* Task: With every line kept intact, print the entries that appear below.

* Task input:

***

PR #991, opened 2018-05-23
revert alpine linux

osheroff:
This broke snappy at first, and then it broke the kinesis producer.  Two
strikes is plenty.


ericwush:
Frankly speaking, snappy isn't broken, because it is documented: https://github.com/zendesk/maxwell/blob/c5ff05a5b5d76fa8686b7c19050c2adb794299eb/docs/docs/producers.md#snappy-compression
Now you might want to delete that too 🙂

osheroff:
ok, removed snappy note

***

* Answer area:
PR #991, opened 2018-05-23
revert alpine linux

osheroff:
This broke snappy at first, and then it broke the kinesis producer.  Two
strikes is plenty.


ericwush:
Frankly speaking, snappy isn't broken, because it is documented: https://github.com/zendesk/maxwell/blob/c5ff05a5b5d76fa8686b7c19050c2adb794299eb/docs/docs/producers.md#snappy-compression
Now you might want to delete that too 🙂

osheroff:
ok, removed snappy note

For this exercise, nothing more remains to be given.